NetBeans bietet ja immerhin "vorkonfigurierte" JSF-Projekte an, aber wie man da JPA integrieren soll, ist mir schleierhaft. Man kann zwar Hibernate als Framework auswählen, aber so richtig weiter bringt einen das auch nicht. Oder als Library "persistence" hinzufügen, usw usf. Alles probiert, aber immer kam beim Start die Meldung, die "META-INF/persistence.xml" wurde nicht gefunden.

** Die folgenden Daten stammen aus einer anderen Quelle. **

Issue #445, opened 2018-07-02
error parsing toml config 


stvno:
I just tried to run the latest version from git and my configuration fails now on: `config: value mapped to "fields" is []interface {} not []string` 

By the looks of it the cause is #411 where `fields, err := vc.StringSlice(ConfigKeyFields)` was changed into `fields, err := layer.StringSlice(ConfigKeyFields)` with `vc` being a dict and `layer` not a dict  in provider/postgis/postgis.go: https://github.com/go-spatial/tegola/blame/638968429bec58da56f1b008ae36d70e207117aa/provider/postgis/postgis.go#L174

Should the config be changed, or is there a bug in the code?

The .config.toml used:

Ganz zu schweigen vom Einrichten einer Datenbank oder der generellen Konfiguration eines Application Servers (JBoss/Glassfish). Man muss, finde ich, dermassen viel Zeugs konfigurieren, und es wird einem so schlecht erklärt, das man quasi keine Chance hat. Man kann mit den neuen Technologien sehr effizient Webanwendungen entwickeln, aber in der Praxis scheitert das schon an dem Konfigurationskram. Ich verbringe mittlerweile Wochen damit, mit mässigem Erfolg.

Bin nur ich so doof, oder geht es auch anderen Leuten so?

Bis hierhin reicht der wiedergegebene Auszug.